▶ Goal of the exercise: Return the data in full, exactly as it was written.

▶ Saved entries:
PR #55, opened 2024-02-28
Filtering of files in search

leb-kuchen:
This kinda works like in nautilis, so only path forward.

### DIFF
--- a/src/tab.rs
+++ b/src/tab.rs
@@ -1033,6 +1033,9 @@ impl Tab {
                     hidden += 1;
                     continue;
                 }
+                if self.filter_search(item) {
+                    continue;
+                }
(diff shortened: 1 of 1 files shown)


jackpot51:
Are there missing changes that go with this?

leb-kuchen:
You can only filter the items in the list, else you would have to update it each time the search changes.

jackpot51:
There are some issues with this. When it filters it shows the empty folder icon and text and doesn't indicate that search is hiding items. That location editing is not meant to be used for search, it should offer to autocomplete the path instead.

leb-kuchen:
1 Search and 1 Autocomplete?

▶ Solution:
PR #55, opened 2024-02-28
Filtering of files in search

leb-kuchen:
This kinda works like in nautilis, so only path forward.

### DIFF
--- a/src/tab.rs
+++ b/src/tab.rs
@@ -1033,6 +1033,9 @@ impl Tab {
                     hidden += 1;
                     continue;
                 }
+                if self.filter_search(item) {
+                    continue;
+                }
(diff shortened: 1 of 1 files shown)


jackpot51:
Are there missing changes that go with this?

leb-kuchen:
You can only filter the items in the list, else you would have to update it each time the search changes.

jackpot51:
There are some issues with this. When it filters it shows the empty folder icon and text and doesn't indicate that search is hiding items. That location editing is not meant to be used for search, it should offer to autocomplete the path instead.

leb-kuchen:
1 Search and 1 Autocomplete?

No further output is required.